Task directions:
Return, exactly and in full, the lines of the records below starting at the one with "Nothing wrong with" and ending at the one with "Mount first is", and no other lines.

=== Study material ===

PR #5389, opened 2024-08-28
fix(instance): increase timeout to get cluster from Kubernetes API server

### LINKED ISSUE #5382: [Bug]: Bootstrap job failed while istio sidecar inject in

### Contact Details

_No response_

### Version

1.23.4

1.31

YAML manifest

### What happened?

This probably because we have quite short time configured for retry and waiting  of api server, and while istio sidecar stop the network in bootstrap job pod  [cloudnative-pg/pkg/management/client.go at main · cloudnative-pg/cloudnative-pg](https://github.com/cloudnative-pg/cloudnative-pg/blob/main/pkg/management/client.go#L50)

### Cluster resource

_No response_

### Relevant log output

_No response_

### Code of Conduct

hh24k:
Increase the timeout for retrieving the cluster resource from the Kubernetes API server, improving reliability in cases of longer startup times, such as when Istio sidecar injection is enabled. This adjustment improves robustness and allows more time for the sidecar to become ready.

Closes #5382 

# Release notes

Increased timeout during instance startup for retrieving cluster resources, improving reliability in environments with longer startup times, such as with Istio sidecar injection.

### DIFF
--- a/pkg/management/client.go
+++ b/pkg/management/client.go
@@ -147,7 +147,6 @@ func WaitKubernetesAPIServer(ctx context.Context, clusterObjectKey client.Object
 		}
 		return nil
 	})
-
 	if err != nil {
 		const message = "error while waiting for the API server to be reachable"
 		logger.Error(err, message)
--- a/pkg/management/client.go
+++ b/pkg/management/client.go
@@ -132,7 +132,7 @@ func NewEventRecorder() (record.EventRecorder, error) {
 // WaitKubernetesAPIServer will wait for the kubernetes API server to by ready.
 // Returns any error if it can't be reached.
 func WaitKubernetesAPIServer(ctx context.Context, clusterObjectKey client.ObjectKey) error {
-	logger := log.FromContext(ctx).WithName("kube-api-server-check")
+	logger := log.FromContext(ctx).WithName("wait-kubernetes-api-server")
 
 	cli, err := NewControllerRuntimeClient()
 	if err != nil {
@@ -142,7 +142,7 @@ func WaitKubernetesAPIServer(ctx context.Context, clusterObjectKey client.Object
 
 	err = retry.OnError(readinessCheckRetry, resources.RetryAlways, func() error {
 		if err := cli.Get(ctx, clusterObjectKey, &apiv1.Cluster{}); err != nil {
-			logger.Warning("The API server is currently unreachable. Will wait and retry")
+			logger.Warning("Encountered an error while executing get cluster. Will wait and retry", "error", err.Error())
 			return err
 		}
 		return nil
--- a/pkg/management/client.go
+++ b/pkg/management/client.go
@@ -129,10 +129,10 @@ func NewEventRecorder() (record.EventRecorder, error) {
 	return recorder, nil
 }
 
-// WaitKubernetesAPIServer will wait for the kubernetes API server to by ready.
-// Returns any error if it can't be reached.
-func WaitKubernetesAPIServer(ctx context.Context, clusterObjectKey client.ObjectKey) error {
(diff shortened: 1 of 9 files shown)


litaocdl (approved):

pkg/management/client.go
```diff
@@ -49,8 +49,8 @@ var (
 	// readinessCheckRetry is used to wait until the API server is reachable
 	readinessCheckRetry = wait.Backoff{
 		Steps:    5,
-		Duration: 10 * time.Millisecond,
-		Factor:   5.0,
+		Duration: 1 * time.Second,
+		Factor:   3.0,
```
jsilvela, line 53: So, in the last step we'd wait for 3^(5-1) = 81 seconds, right?
Step 1 - 1 sec
...
Step 4 - 27 sec
Step 5 - 81 sec

jsilvela: All in all, accumulates to about 6 minutes. Seems reasonable.

pkg/management/client.go
```diff
@@ -132,17 +132,22 @@ func NewEventRecorder() (record.EventRecorder, error) {
...
 		logger.Error(err, "error while creating a standalone Kubernetes client")
 		return err
 	}
 
-	if err := retry.OnError(readinessCheckRetry, resources.RetryAlways, func() (err error) {
-		return cli.Get(ctx, clusterObjectKey, &apiv1.Cluster{})
-	}); err != nil {
+	err = retry.OnError(readinessCheckRetry, resources.RetryAlways, func() (err error) {
+		if err = cli.Get(ctx, clusterObjectKey, &apiv1.Cluster{}); err != nil {
+			logger.Info("The api server is currently unreachable, will wait and retry later")
```
jsilvela, line 145: This may deserve to be a Warning

pkg/management/client.go
jsilvela: In the previous implementation, the waiting time would accumulate to about 78 seconds.
Not that bad, no?

jsilvela (approved):

armru (approved):

pkg/management/client.go
```diff
@@ -132,17 +132,22 @@ func NewEventRecorder() (record.EventRecorder, error) {
...
 		return err
 	}
 
-	if err := retry.OnError(readinessCheckRetry, resources.RetryAlways, func() (err error) {
-		return cli.Get(ctx, clusterObjectKey, &apiv1.Cluster{})
-	}); err != nil {
+	err = retry.OnError(readinessCheckRetry, resources.RetryAlways, func() error {
+		if err := cli.Get(ctx, clusterObjectKey, &apiv1.Cluster{}); err != nil {
+			logger.Warning("Encountered an error while executing get cluster. Will wait and retry", "error", err.Error())
+			return err
```
armru, line 146: I modified the log message because it could end up being misleading, we are exiting in case of any error, which could be a lack of permission or cluster not existing anymore, for example (even if unlikely)

armru: perhaps WaitForGetCluster would be more meaningful?

mnencia (approved):

pkg/management/client.go
mnencia: I think the actual times are a lot shorter. My calculation is the following:

1st retry: 1 second (base duration)
2nd retry: 3 seconds (1 * 3)
3rd retry: 9 seconds (3 * 3)
4th retry: 27 seconds (9 * 3)
5th retry: 81 seconds (27 * 3)

Summing all together, it gives `1 + 3 + 9 + 27 + 81 = 121` seconds total wait time, excluding the effect of jitter. 

Previously it was around `10 ms + 50 ms + 250 ms + 1,250 ms + 6,250 ms = 7,810 milliseconds` (or ~ 7.81 seconds).

PR #5403, opened 2024-08-30
fix: remove unused superuser and app secret volumes

mnencia:
This commit removes the unused superuser secret and app secret volumes, simplifying the pod definition. These volumes were never referenced in the code, and their removal prevents unnecessary instance restarts when enabling or disabling superuser access and when promoting a replica cluster.

# Release notes

Fix:
* Removed unused superuser secret and app secret volumes from Pods to prevent unnecessary instance restarts when enabling/disabling superuser access or promoting a replica cluster.

### DIFF
--- a/pkg/specs/podspec_diff.go
+++ b/pkg/specs/podspec_diff.go
@@ -116,7 +116,12 @@ func compareMaps[V comparable](current, target map[string]V) (bool, string) {
 	return true, ""
 }
 
-func isCurrentVolumeToBeIgnored(name string) bool {
+// shoudlIgnoreCurrentVolume checks if a volume or mount is the superuser or app
+// mount, which had been added, superflously, in previous versions. If so, ignores
+// it for the PodSpec drift detector, to avoid unnecessary restarts
+//
+// TODO: delete this function after minor version 1.24 is discontinued
+func shoudlIgnoreCurrentVolume(name string) bool {
 	return name == "superuser-secret" || name == "app-secret"
 }
 
@@ -124,7 +129,7 @@ func compareVolumes(currentVolumes, targetVolumes []corev1.Volume) (bool, string
 	current := make(map[string]corev1.Volume)
 	target := make(map[string]corev1.Volume)
 	for _, vol := range currentVolumes {
-		if isCurrentVolumeToBeIgnored(vol.Name) {
+		if shoudlIgnoreCurrentVolume(vol.Name) {
 			continue
 		}
 		current[vol.Name] = vol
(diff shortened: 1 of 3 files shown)


litaocdl (approved):

litaocdl:
@mnencia I also removed the volume, seems to me they are not been used too.

mnencia:
> @mnencia I also removed the volume, seems to me they are not been used too.

You are 100% correct.

mnencia:
Given that we managed to avoid the rollout on the upgrade, I've added back the backport request.

pkg/specs/podspec_diff_test.go
```diff
@@ -0,0 +1,40 @@
...
+Unless required by applicable law or agreed to in writing, software
+distributed under the License is distributed on an "AS IS" BASIS,
+WITHOUT WARRANTIES OR CONDITIONS OF ANY KIND, either express or implied.
+See the License for the specific language governing permissions and
+limitations under the License.
+*/
+
+package specs
+
+import (
```
jsilvela, line 19: bit of a nit here, but we already have existing PodSpec tests, in `pods_test.go`. We might consider moving this there, or possibly even better, bringing over the PodSpec tests to this file.

pkg/specs/podspec_diff.go
```diff
@@ -116,10 +116,17 @@ func compareMaps[V comparable](current, target map[string]V) (bool, string) {
 	return true, ""
 }
 
+func isCurrentVolumeToBeIgnored(name string) bool {
```
jsilvela, line 119: This is very nice English, perhaps a bit too poetic for code :)

```suggestion
func shouldVolumeBeIgnored(name string) bool {
```

jsilvela (commented):
Makes sense, but ... given we're eliminating the unnecessary app/superuser volumes and mounts ... do we need to ignore them in the PodSpec diff?
The extra starts are fixed with the deletion, so the "ignore" here is only in case someone adds those volumes with exactly those names...
Hmm, I guess this is useful if we have online upgrade enabled, to prevent the rolling update.
But then we have this code looking for volumes/mounts by name for the future...

jsilvela:
After discussion with @mnencia on that function just there to avoid another restart,
agreed that we can have a //TODO annotation in that function, mentioning 1.25 release.

jsilvela (approved):

pkg/specs/podspec_diff_test.go
mnencia: I agree it would be better. Let's do it in another PR.

fcanovai (approved):

PR #5422, opened 2024-09-02
chore: improve inplace updates observability

### LINKED ISSUE #5331: [Feature]: smarter E2E test for online upgrades

mnencia:
Enhance logging and tracing for in-place updates, providing better visibility into the upgrade process.

Partially closes #5331 

Split from #5297

### DIFF
--- a/internal/controller/cluster_upgrade.go
+++ b/internal/controller/cluster_upgrade.go
@@ -701,39 +701,50 @@ func (r *ClusterReconciler) upgradeInstanceManager(
 		}
 		operatorHash := targetManager.GetHash()
 
-		if instanceManagerHash != "" && instanceManagerHash != operatorHash && !instanceManagerIsUpgrading {
-			// We need to upgrade this Pod
-			contextLogger.Info("Upgrading instance manager",
-				"pod", postgresqlStatus.Pod.Name,
-				"oldVersion", postgresqlStatus.ExecutableHash)
-
-			if cluster.Status.Phase != apiv1.PhaseOnlineUpgrading {
-				err := r.RegisterPhase(ctx, cluster, apiv1.PhaseOnlineUpgrading, "")
-				if err != nil {
-					return err
-				}
-			}
-
-			err = r.InstanceClient.UpgradeInstanceManager(ctx, postgresqlStatus.Pod, targetManager)
-			if err != nil {
-				enrichedError := fmt.Errorf("while upgrading instance manager on %s (hash: %s): %w",
-					postgresqlStatus.Pod.Name,
-					operatorHash[:6],
-					err)
-
-				r.Recorder.Event(cluster, "Warning", "InstanceManagerUpgradeFailed",
-					fmt.Sprintf("Error %s", enrichedError))
-				return enrichedError
-			}
-
-			message := fmt.Sprintf("Instance manager has been upgraded on %s (hash: %s — previous hash: %s)",
+		if instanceManagerIsUpgrading || instanceManagerHash == "" || instanceManagerHash == operatorHash {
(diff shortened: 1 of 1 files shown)


internal/controller/cluster_upgrade.go
```diff
@@ -697,39 +697,50 @@ func (r *ClusterReconciler) upgradeInstanceManager(
...
-				}
-			}
+		if instanceManagerIsUpgrading || instanceManagerHash == "" || instanceManagerHash == operatorHash {
+			message := fmt.Sprintf("Instance manager will skip upgrade on %s (upgrading: %t) "+
+				"(operator hash: %s — instance manager hash: %s)",
+				postgresqlStatus.Pod.Name,
+				instanceManagerIsUpgrading,
+				operatorHash[:6],
+				instanceManagerHash[:6])
+			contextLogger.Trace(message)
```
sxd, line 707: @mnencia why this is a Trace and not Debug? the next message is Info level and it's completely in context with this one, so I think this is Debug or Info level but not Trace for sure, what do you think ?

internal/controller/cluster_upgrade.go
```diff
@@ -697,39 +697,50 @@ func (r *ClusterReconciler) upgradeInstanceManager(
...
 		}
+
+		message := fmt.Sprintf("Instance manager has been upgraded on %s "+
+			"(oldHash: %s — newHash: %s)",
+			postgresqlStatus.Pod.Name,
+			instanceManagerHash[:6],
+			operatorHash[:6])
+
+		r.Recorder.Event(cluster, "Normal", "InstanceManagerUpgraded", message)
+		contextLogger.Info(message)
```
sxd, line 743: @mnencia and this one is Info, I think that the one indicating skip should be Info for sure, from a user perspective

internal/controller/cluster_upgrade.go
```diff
@@ -704,7 +704,7 @@ func (r *ClusterReconciler) upgradeInstanceManager(
 				instanceManagerIsUpgrading,
 				operatorHash[:6],
 				instanceManagerHash[:6])
-			contextLogger.Trace(message)
+			contextLogger.Info(message)
```
mnencia, line 707: This would emit an info line for every pod on every reconciliation cycle because this block is executed when there is nothing to do.

sxd: Then Trace XD

sxd (approved):

NiccoloFei (approved):

PR #5429, opened 2024-09-03
fix: avoid skipping log lines longer than 64k

mnencia:
This patch increases the line buffer limit of every `bufio.Scanner` we use from 64k to 1MB. It also ensures the starting buffer is 4k to avoid wasting memory.

# Release Notes

Fixed an issue where log lines longer than 64k were skipped by increasing the buffer limit to 1MB.

### DIFF
--- a/tests/e2e/suite_test.go
+++ b/tests/e2e/suite_test.go
@@ -150,7 +150,7 @@ var _ = SynchronizedAfterSuite(func() {
 // of output are not legal JSON
 func saveLogs(buf *bytes.Buffer, logsType, specName string, output io.Writer, capLines int) {
 	scanner := bufio.NewScanner(buf)
-	scanner.Buffer(make([]byte, 0, 64*1024), 1024*1024)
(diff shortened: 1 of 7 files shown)


fcanovai (approved):

tests/e2e/suite_test.go
```diff
@@ -150,7 +150,7 @@ var _ = SynchronizedAfterSuite(func() {
 // of output are not legal JSON
 func saveLogs(buf *bytes.Buffer, logsType, specName string, output io.Writer, capLines int) {
 	scanner := bufio.NewScanner(buf)
-	scanner.Buffer(make([]byte, 0, 64*1024), 1024*1024)
+	scanner.Buffer(make([]byte, 0, 4096), 1024*1024)
```
sxd, line 153: Here we're reducing the size not increasing :S

mnencia: >  It also ensures the starting buffer is 4k to avoid wasting memory.

sxd (approved):

PR #5215, opened 2024-08-01
chore: improve operator logs in E2E tests

jsilvela:
This patch improves the collection and display of operator logs on test failure.
Now the operator logs will be filtered to collect only those logs that were
affecting the namespace of the test.

# Release notes

NONE

PR #5457, opened 2024-09-09
tests(e2e): catch operator logs during the tests run

### LINKED ISSUE #5453: [Chore]: Capture operator logs

### Contact Details

_No response_

### Version

1.24.0

1.31

YAML manifest

### What happened?

With the new way to catch the logs we left the operator logs outside, we should:
* Use stern to stream the operator logs into a file, always, using the podname to keep different files so we can detect when it was restarted and changed in time
* Delete the directory if there wasn't a failed test, otherwise kept for debugging 

### Cluster resource

_No response_

### Relevant log output

_No response_

### Code of Conduct

sxd:
Since we included the catch all for the logs of all the pods and show that it works,
now we can do the same for the operator logs using the same functions and model.

We gather the operator pods by matching the labels and we split them by different
pod name, meaning that if the operator is destroyed and recreated we will have a
different log file for the new pod.

Closes #5453


mnencia:
Manual run to use the workflow definition on the branch https://github.com/cloudnative-pg/cloudnative-pg/actions/runs/10812091268

mnencia (approved):

tests/utils/namespace.go
```diff
@@ -175,38 +51,23 @@ func (env TestingEnvironment) GetOperatorLogs(buf *bytes.Buffer) error {
 	return streamPodLog.Stream(env.Ctx, buf)
 }
 
-// DumpNamespaceOperatorLogs writes the operator logs related to a namespace into a writer
-// and also into a file
-func (env TestingEnvironment) DumpNamespaceOperatorLogs(namespace, testName string, output io.Writer) {
```
jsilvela, line 180: IMO this is a loss. This code was ensuring we saved the operator logs for the test's namespace only. And would also show on Ginkgo operator logs for this namespace that were Error or Warn.
Is this functionality captured in a different way in this PR?

jsilvela: I have no problem with the general operator log tailing being converted to stern.
It's the namespace-filtered operator logs that I think were an improvement over a single file with all the operator logs.

sxd: @jsilvela after months of having this I haven't found any one using the operator logs in the Ginkgo namespace, instead, is more noise than help in there because start to fill up the Ginkgo buffer and one start to miss the focus on the error, about the namespace captured log, that's right, we may improve that in the future but for now an operator log that you can grep with the namespace looks fair enough, this is a long process of improving the e2e tests, for sure if we found needed we can incorporate that functionality in the next few improvements but for now I think it's ok to keep this out, there's other PRs that I'll be opening to improve the e2e

jsilvela: > after months of having this I haven't found any one using the operator logs in the Ginkgo namespace
not been months.
This was merged 20 days ago. https://github.com/cloudnative-pg/cloudnative-pg/pull/5215
As to "not found anyone" -- right, so, I did use it, it helped for an investigation, which is why I decided to make the functionality available.

> we may improve that in the future but for now an operator log that you can grep with the namespace looks fair enough
This is not about adding code, but about deleting less of it.

that said, @sxd , I'm not going to ask for changes, go ahead. But I'm also not giving approve.

fcanovai (approved):

PR #5486, opened 2024-09-10
fix: primary is not switchover when adding wal storage

### LINKED ISSUE #5484: [Bug]: primary pod is not switchover when add new wal volume

### Contact Details

_No response_

### Version

1.24.0

1.31

YAML manifest

### What happened?

when primaryUpdateMethod=switchover is set, update the cluster yaml file and add a wal storage, noticed that primary pod is doing restart instead of switchover 

### Cluster resource

_No response_

### Relevant log output

_No response_

### Code of Conduct

litaocdl:
Under `primaryUpdateMethod=switchover` and add wal volume in cluster, 
after standby is restarted, the old primary pod is not doing a switchover but 
restart itself with primary role not changed.  The old primary should switchover first
then let podSpec decide if a recreate pod is needed. 

closes: #5484

### DIFF
--- a/internal/controller/cluster_upgrade.go
+++ b/internal/controller/cluster_upgrade.go
@@ -233,8 +233,10 @@ func (r *ClusterReconciler) updateRestartAnnotation(
 // rollout describes whether a rollout should happen, and if so whether it can
 // be done in-place, and what the reason for the rollout is
 type rollout struct {
-	required             bool
-	canBeInPlace         bool
+	required     bool
+	canBeInPlace bool
+	// if primaryForceRecreate is true, the old pod will be
+	// recreated no matter what primaryUpdateMethod is set
 	primaryForceRecreate bool
 	reason               string
 }
@@ -495,10 +497,12 @@ func checkPodInitContainerIsOutdated(pod *corev1.Pod, _ *apiv1.Cluster) (rollout
 }
 
 func checkHasMissingPVCs(pod *corev1.Pod, cluster *apiv1.Cluster) (rollout, error) {
-	if persistentvolumeclaim.InstanceHasMissingMounts(cluster, pod) {
+	missingPVC, missingTbsPVC := persistentvolumeclaim.InstanceHasMissingMounts(cluster, pod)
+	if missingPVC {
 		return rollout{
-			required:             true,
-			primaryForceRecreate: true,
+			required: true,
+			// we force the recreation of the primary pod if the tablespace PVC is missing
+			primaryForceRecreate: missingTbsPVC,
 			reason:               "attaching a new PVC to the instance Pod",
 		}, nil
 	}
--- a/internal/controller/cluster_upgrade.go
+++ b/internal/controller/cluster_upgrade.go
@@ -235,8 +235,8 @@ func (r *ClusterReconciler) updateRestartAnnotation(
 type rollout struct {
 	required     bool
 	canBeInPlace bool
-	// if primaryForceRecreate is true, the old pod will be
-	// recreated no matter what primaryUpdateMethod is set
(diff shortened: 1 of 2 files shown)


internal/controller/cluster_upgrade.go
```diff
@@ -495,10 +497,14 @@ func checkPodInitContainerIsOutdated(pod *corev1.Pod, _ *apiv1.Cluster) (rollout
...
+	if missingPVC, missingTbsPVC := persistentvolumeclaim.InstanceHasMissingMounts(
+		cluster,
+		pod,
+	); missingPVC {
 		return rollout{
-			required:             true,
-			primaryForceRecreate: true,
+			required: true,
+			// we force the recreation of the primary pod if the tablespace PVC is missing
+			primaryForceRecreate: missingTbsPVC,
```
jsilvela, line 507: I'm a bit confused here.
So, if there is a missing tablespace, we force an in-place primary upgrade, and otherwise we go with the primaryUpdate strategy.
But, when looking for `InstanceHasMissingMounts`, we iterate over mounts. We could find that there is both a PG WAL and a table space needing creation. Why will the TBS "win"?

jsilvela (commented):
Before proceeding I'd like to understand this.
Also, bigger picture: if we want to honor the primary update strategy, should we even have the `primaryForceRecreate` as an option?
Nothing wrong with doing a switchover because we have a new table space, no?

internal/controller/cluster_upgrade.go
litaocdl: @jsilvela For a missing wal volume, the old primary is able to restart postgres and demote itself without issue, because wal folder can locates under pg_data. For missing tablespace volume, the old primary can not restart postgres (crashloop )as new primary (through switchover) already have tablespace created.

so for missing wal, old primary restart and demoting, and then podSpec recreate the pod (pod restart)
for missing tablespace, old primary should recreate pod directly without a switchover, otherwize, switchover will failed on postgres restart.

jsilvela:
The logic for the upgrade is more complicated than it needs to be. Not the fault of this PR, but this PR adds more complexity. Had a chat with Marco about the special logic for upgrades, given the Tablespaces feature.
And his idea was that the tablespace controller should simply not do the `CREATE TABLESPACE` until all the instance pods have the required mount.
If we had that, the tablespaces could follow the same logic as the WAL vol, and the upgrade method would not matter.

I've opened https://github.com/cloudnative-pg/cloudnative-pg/issues/5564
for that.
Tao, can the present PR wait? Or better to fix, and eventually simplify once #5564 is done?

litaocdl:
> The logic for the upgrade is more complicated than it needs to be. Not the fault of this PR, but this PR adds more complexity. Had a chat with @mnencia about the special logic for upgrades, given the Tablespaces feature. And his idea was that the tablespace controller should simply not do the `CREATE TABLESPACE` until all the instance pods have the required mount. If we had that, the tablespaces could follow the same logic as the WAL vol, and the upgrade method would not matter.
> 
> I've opened #5564 for that. Tao, can the present PR wait? Or better to fix, and eventually simplify once #5564 is done?

Hello @jsilvela 

Mount first is a good idea. I think this PR can wait, it is a issue found internal and we just need an explaination why expected switchover is not happened. Let use the alternate way.

jmealo:
I just hit this today. Curious what the correct behavior should be. I wasn't expecting downtime.

mnencia:
I'm closing this PR as there's agreement that this is not the solution we want to implement.

jsilvela:
@jmealo long time I know, but I have a fix for this. #9720 
And @litaocdl would like to get your take on that PR if you have time.

PR #10876, opened 2026-06-11
fix: use WebSocket for exec/attach streaming

### LINKED ISSUE #10873: [Bug]: cnpg status command to display database size is unable to upgrade connection

### Contact Details

_No response_

### Version

1.28 (latest patch)

1.33

Other

YAML manifest

### What happened?

The `kubectl cnpg status -n <my-ns> <my-cluster>` displays many characteristics of the cluster. However, the value of field `Size` reports `cmd: [du -sLh /var/lib/postgresql/data/pgdata]`. The latest patch version number (v1.28.3) prints `error: unable to upgrade connection: empty server response` as well, earlier patch version only print `error: `.

I would have expected to just see the database size, e.g, 320G.

Apparently, the exec still uses the deprecated SPDY protocol for streaming connections. The websocket protocol is the default since Kubernetes 1.31.

Note that in local setups using kind or minikube this will not pop up.

### Cluster resource

```shell

```

### Relevant log output

```shell

```

### Code of Conduct

bartscheers:
Fixes #10873

### DIFF
--- a/pkg/utils/exec.go
+++ b/pkg/utils/exec.go
@@ -202,7 +202,7 @@ func execCommandOnce(
 		Stderr:    true,
 	}, scheme.ParameterCodec)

===

Solved problem:
Nothing wrong with doing a switchover because we have a new table space, no?

internal/controller/cluster_upgrade.go
litaocdl: @jsilvela For a missing wal volume, the old primary is able to restart postgres and demote itself without issue, because wal folder can locates under pg_data. For missing tablespace volume, the old primary can not restart postgres (crashloop )as new primary (through switchover) already have tablespace created.

so for missing wal, old primary restart and demoting, and then podSpec recreate the pod (pod restart)
for missing tablespace, old primary should recreate pod directly without a switchover, otherwize, switchover will failed on postgres restart.

jsilvela:
The logic for the upgrade is more complicated than it needs to be. Not the fault of this PR, but this PR adds more complexity. Had a chat with Marco about the special logic for upgrades, given the Tablespaces feature.
And his idea was that the tablespace controller should simply not do the `CREATE TABLESPACE` until all the instance pods have the required mount.
If we had that, the tablespaces could follow the same logic as the WAL vol, and the upgrade method would not matter.

I've opened https://github.com/cloudnative-pg/cloudnative-pg/issues/5564
for that.
Tao, can the present PR wait? Or better to fix, and eventually simplify once #5564 is done?

litaocdl:
> The logic for the upgrade is more complicated than it needs to be. Not the fault of this PR, but this PR adds more complexity. Had a chat with @mnencia about the special logic for upgrades, given the Tablespaces feature. And his idea was that the tablespace controller should simply not do the `CREATE TABLESPACE` until all the instance pods have the required mount. If we had that, the tablespaces could follow the same logic as the WAL vol, and the upgrade method would not matter.
> 
> I've opened #5564 for that. Tao, can the present PR wait? Or better to fix, and eventually simplify once #5564 is done?

Hello @jsilvela 

Mount first is a good idea. I think this PR can wait, it is a issue found internal and we just need an explaination why expected switchover is not happened. Let use the alternate way.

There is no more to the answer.